CASE STUDY 1: A Fintech Startup launching an App
Background:
An org. is looking to build an understanding of the markets, the users, their pain points (Major / Minor) prior to commissioning the building an app whilst gleaning enough insight into whether or not the strategic direction happens to be good fit for the org. looking to pass the desirability, feasibility & viability tests
Conventional route:
Conducts a short survey to gauge the attitude of the user groups towards investments in the first place whilst ensuring a wider sample space coverage as it could be quite a viable proposition across age groups
Tracks survey results to understand if a basic demand for the App is established
Takes additional 1:1s with the one’s who are willing to participate towards gauging their behavior towards why they think investments into certain classes are good & why they think the others are risky
Concurrent Triangulation:
Floats a survey to arrive at how many salaried employees in the age groups 25-50 would be willing to make investments whilst understanding their perception of RISK
(Investments are a risk alright but I am willing to invest if it is proven to be safe)

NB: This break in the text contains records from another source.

PR #15415, opened 2024-03-12
Closes #14739: Advanced form fieldset functionality

### LINKED ISSUE #14739: Extend `fieldsets` to support rendering complex form layouts
### NetBox version

v3.7.0

### Feature type

New functionality

### Proposed functionality

Introduce several new classes that would enable more complex form rendering via the `fieldsets` attribute on a form. For example, the following is defined on `SiteForm.Meta`:

```python
fieldsets = (
    (_('Site'), (
        'name', 'slug', 'status', 'region', 'group', 'facility', 'asns', 'time_zone', 'description',
        'tags',
    )),
    (_('Tenancy'), ('tenant_group', 'tenant')),
    (_('Contact Info'), ('physical_address', 'shipping_address', 'latitude', 'longitude')),
)
```

This causes the form to render three discrete groups of fields with the assigned headings:

site_form

This proposal seeks to extend this ability by enabling several forms of more complex rendering, detailed below.

#### Static Attribute Rendering

Display an object attribute (not necessarily a form field) of an existing object, rendered as a read-only field.

```python
fieldsets = (
    (None, (
        ObjectAttribute('parent'), 'name', 'image',
    )),
)
```

image_attachment

#### Side-by-Side Fields

Display several fields inline on a single row within the form.

```python
fieldsets = (
    (_('Dimensions'), (
        'type', 'width', 'u_height', InlineFields('outer_width', 'outer_depth', 'outer_unit'),
    )),
)
```

rack_dimensions

#### Tabbed Groups

Allow fields to be arranged in tabbed subgroups. Selecting the tab for a group will display its fields and hide fields from its peers.

```python
fieldsets = (
    (
        _('Interface Assignment'),
        TabbedFieldGroups(
            (_('Device'), 'interface'),
            (_('VirtualMachine'), 'vminterface'),
            (_('FHRP Group'), 'fhrpgroup'),
        ), 'primary_for_parent,
    ),
)
```

ipaddress_assignment

### Use case

There are several instances across NetBox where we use custom HTML templates to render object edit forms, because we need to deviate from the standard form rendering and accommodate a more complex layout. Some instances include:

* Displaying an attribute as a read-only field (e.g. the object to which an image attachment is assigned)
* Grouping several fields under tabs (e.g. IP address interface/FHRP group)
* Displaying several fields inline (e.g. rack width, depth, and unit)

Moving this logic into the form fieldset definitions will allow us to ditch most of our custom templates.

### Database changes

_No response_

### External dependencies

_No response_

jeremystretch:
### Closes: #14739

- Introduces `ObjectAttribute` to display read-only object attributes on a form
- Introduces `InlineFields` to lay out multiple fields side-by-side
- Introduces `TabbedFieldGroups` to organize fields within tabs
- Define `fieldsets` on the following forms & remove their custom templates:
  - `circuits.CircuitTerminationForm`
  - `dcim.InventoryItemForm`
  - `dcim.RackForm`
  - `extras.ImageAttachmentForm`
  - `ipam.FHRPGroupAssignmentForm`
  - `ipam.IPAddressForm`
  - `ipam.ServiceForm`
  - `ipam.ServiceCreateForm`
  - `ipam.VLANForm`
  - `tenancy.ContactAssignmentForm`
  - `vpn.L2VPNTerminationForm`


netbox/utilities/forms/rendering.py
```diff
@@ -0,0 +1,49 @@
...
+        return [
+            {
+                'id': f'{self.id}_{i}',
+                'title': group.label,
+                'fields': group.field_names,
+            } for i, group in enumerate(self.groups, start=1)
+        ]
+
+
+class ObjectAttribute:
```
arthanson, line 46: I wonder if instead of ObjectAttribute you could use readonly_fields and just display those as values, seems more consistent with Django and django-admin usage.

netbox/utilities/forms/rendering.py
```diff
@@ -0,0 +1,49 @@
...
+from functools import cached_property
+
+__all__ = (
+    'InlineFields',
+    'ObjectAttribute',
+    'TabbedFieldGroups',
+)
+
+
+class FieldGroup:
```
arthanson, line 12: Add docstrings to all of these

netbox/utilities/templates/form_helpers/render_fieldset.html
```diff
@@ -0,0 +1,65 @@
...
+            {{ items.0|linkify }}
+          </div>
+        </div>
+      </div>
+
+    {% elif layout == 'inline' %}
+      {# Multiple form fields on the same line #}
+      <div class="row mb-3">
+        <label class="col col-3 col-form-label text-lg-end">{{ title|default:'' }}</label>
+        {% for field in items %}
```
arthanson, line 30: Maybe overkill, but this seems set for 3 wide, might be more flexible if could specify maybe 2 wide for some.  But could be future FR

arthanson (changes requested):
Very nice, would request docstrings and adding pages to the documentation on usage.

netbox/utilities/forms/rendering.py
jeremystretch: The `ObjectAttribute` class is needed to display values that are not tied to actual form fields, but exist as attributes on its related instance.

netbox/utilities/templates/form_helpers/render_fieldset.html
jeremystretch: We want to ensure that all row labels render with the same column width to effect a nice vertical alignment.

arthanson (approved):

PR #15456, opened 2024-03-17
Closes: #13918 - Add facility field

### LINKED ISSUE #13918: Add the field Facility to the Location model
### NetBox version

v3.6.3

### Feature type

Data model extension

### Proposed functionality

Add the field `facility` to the `Location` model the same way it's done on [the `Site` model](https://github.com/netbox-community/netbox/blob/v3.6.3/netbox/dcim/models/sites.py#L180-L185) 

### Use case

Most of the time the _Facility_ is not a whole building but rather a Suite (Location) in a building (Site). You may also have more than one Facility inside the same Site or have a single facility in a suite in the building but also other tenants in their own Locations which are not part of that Facility.

For example: 
**151 Front St., Toronto, ON Canada; Canada's largest Carrier Hotel.**
Equinix TR1: Suite 706
Neutral Data Toronto: Suite 800
BELL Canada: Suite 605
Coloware YTZ1: Suite 504
Cologix TOR1: Suite 602
eStruxture TOR-1: Suite 341
Aptum: Suite 402
... and many others

Being able to document this Facility name/ID in a consistent manner across NetBox seems only reasonable.

### Database changes

A new CharField, `facility` needs to be added to the `Location` model.

We can use [the `Site` model](https://github.com/netbox-community/netbox/blob/v3.6.3/netbox/dcim/models/sites.py#L180-L185)  for reference.

### External dependencies

None

DanSheps:
### Closes: #13918 - Add facility field to Location model

* Add facility field to model
* Add filter field
* Add form fields
* Add tests
* Add serializer field
* Adjust template
* Adjust docs


jeremystretch (approved):
Nicely done! Thanks @DanSheps

Issue #15153, opened 2024-02-14
Customize theme & styling of browseable REST API


jeremystretch:
### NetBox version

v3.7.2

### Feature type

Change to existing functionality

### Proposed functionality

When requested by a browser, NetBox's REST API endpoints return a human-readable HTML rendering of the relevant data (a nice bonus feature of [Django REST framework](https://www.django-rest-framework.org/topics/browsable-api/)), as seen below.

![screenshot](https://github.com/netbox-community/netbox/assets/13487278/32ebc83b-ed51-4ad2-a9e0-ab21a7a1a88d)

In light of the [complete UI refresh]() for NetBox v4.0, we should take some time to incorporate elements of the new theme for the browseable API as well. This can be done by overriding and extending DRF's default HTML templates.

### Use case

Customization of the browseable REST API will provide a more consistent feel and better UX.

### Database changes

N/A

### External dependencies

N/A

PR #15474, opened 2024-03-19
15153 customize styling browseable rest api

arthanson:
### Fixes: #15153 

Limits on what can be changed without copying and modifying the base template into api.html, but made tweaks to bring it more in-line with app.  Just kept inline css as fairly minor changes needed and IMHO not worth tooling for separate css file.

Monosnap Circuits | NetBox REST API 2024-04-01 09-35-12


netbox/templates/rest_framework/api.html
```diff
@@ -2,6 +2,33 @@
 {% load static %}
 {% load i18n %}
 
+{% block bootstrap_theme %}
+  <link rel="stylesheet" type="text/css" href="{% static "rest_framework/css/bootstrap.min.css" %}"/>
+  <style>
```
jeremystretch, line 7: We shouldn't have inline CSS anywhere. Any custom styles should be defined as SASS under `project-static/styles/` along with the native stylesheets. We can build and package a custom CSS just for the REST web UI.

jeremystretch (changes requested):
It's a good start, but I see a few issues:

1. The navbar is not aligned properly
2. No visual contrast between the navbar and page content
3. Too much white space

rest_web_ui

arthanson:
Changed to dark header and adjusted spacing / alignment of items

jeremystretch:
We're going to punt on this one for now and revisit once we've spent more time improving the overall UI design.

PR #15475, opened 2024-03-19
Fixes #15340: Fix flicker on page load with dark mode enabled

### LINKED ISSUE #15340: Fix flicker on page load when color mode is set to dark
### Deployment Type

NetBox Cloud

### NetBox Version

v4.0

### Python Version

3.11

### Steps to Reproduce

1. Open the NetBox UI as an anonymous user (not logged in)
2. Click the toggle button at top right to switch to dark mode
3. Navigate among pages several times

### Expected Behavior

The application of the dark mode theme should persistent without interruption between page loads.

### Observed Behavior

A "flicker" is sometimes visible when a new page loads, as the DOM is initially rendered in light mode and then switched to dark mode. This occurs because the user's preferred theme is being read from local storage _after_ the DOM has finished loading.

Note that this does _not_ occur when authenticated as a known user with the color preference set to dark mode. (In this case, `data-bs-theme="dark"` is set on each page's `<body>` tag directly in the page source.)

jeremystretch:
### Fixes: #15340

- Call `initMode()` on page load
- Set `data-bs-theme` attribute on `<html>` element

### DIFF
--- a/netbox/project-static/js/setmode.js
+++ b/netbox/project-static/js/setmode.js
@@ -5,10 +5,11 @@
  * @param inferred {boolean} Value is inferred from browser/system preference.
  */
 function setMode(mode, inferred) {
-    document.documentElement.setAttribute("data-netbox-color-mode", mode);
+    document.documentElement.setAttribute("data-bs-theme", mode);
     localStorage.setItem("netbox-color-mode", mode);
     localStorage.setItem("netbox-color-mode-inferred", inferred);
 }
+
 /**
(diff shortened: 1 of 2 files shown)


arthanson (changes requested):
As logged in user I set the dark-mode but when I navigate to a new page it goes back to light mode.  Switched back to feature and it stays dark mode (with flicker) but with this branch it keeps switching back.

arthanson (approved):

Resorts to a few additional user interviews in parallel splitting the sample space on age group along with the introduction of various asset classes RISK
(Equities are riskier, yes. But I think one could land a handsome reward if one puts their foot right, when the latter part seems to be the most difficult)
Triangulate the results of the above 2 steps to determine the likelihood of a given demographic to take the risk pitted against their perception of rewards
The data could then show a rather skewed distribution towards a certain asset class validating the decision to proceed with the App targeting the given market segment
(Equity investments are attractive but if there is a way to manage the risk element, it could be a welcoming route for most)
CASE STUDY 2: A big-ticket Event Management Org.
Background:
An org. that’s into event management organizes mega events flowing in international artists in to perform for an audience & now they are looking to replicate the M.O. over an entirely new geographic region, so understanding what fits the bill as for the audience is something of a first step they plan to take
Conventional route:
Floats a banner advert targeting the given geography placing it strategically at high-traffic sites / social media to measure the interest by intern pinning on the CTAs
Takes the survey route to gauge the no. of people who have been / would like to go to a rock concert if in case it was accessible in their city
Tracks survey results to establish a satiable demand pitting it against the size of the sample space so as to further the idea
Concurrent Triangulation:
Floats a survey over a sample space of 5K trying to establish interest in music concerts
(Yes, people seem interested, indeed starved for concerts in the geography)
Hits up 18 – 40 age groups to understand the preferred genre of music & get a fair idea of the willingness to pay given the price range of the tickets
(Excitement is at its peak as for rock & pop concerts, when most are ok the price point seems to be a concern for a select few)
Uses Triangulation to combine the results of the above 2 steps to arrive at a workable result
(given the sample space in question, a rock concert seems to the most preferred)
In Conclusion:
There are many ways & means to conduct good research. When concurrent triangulation could prove to be effective over conventional methods that happen take a stepwise approach to slicing up the data-pie, the one important piece of wisdom that ought to prevail above all else is NEVER & ABSOLUTELY NEVER to proceed with ideas sans clearly establishing data to support that hypothesis, that conviction, that “gut feel”. Test out your ideas thoroughly.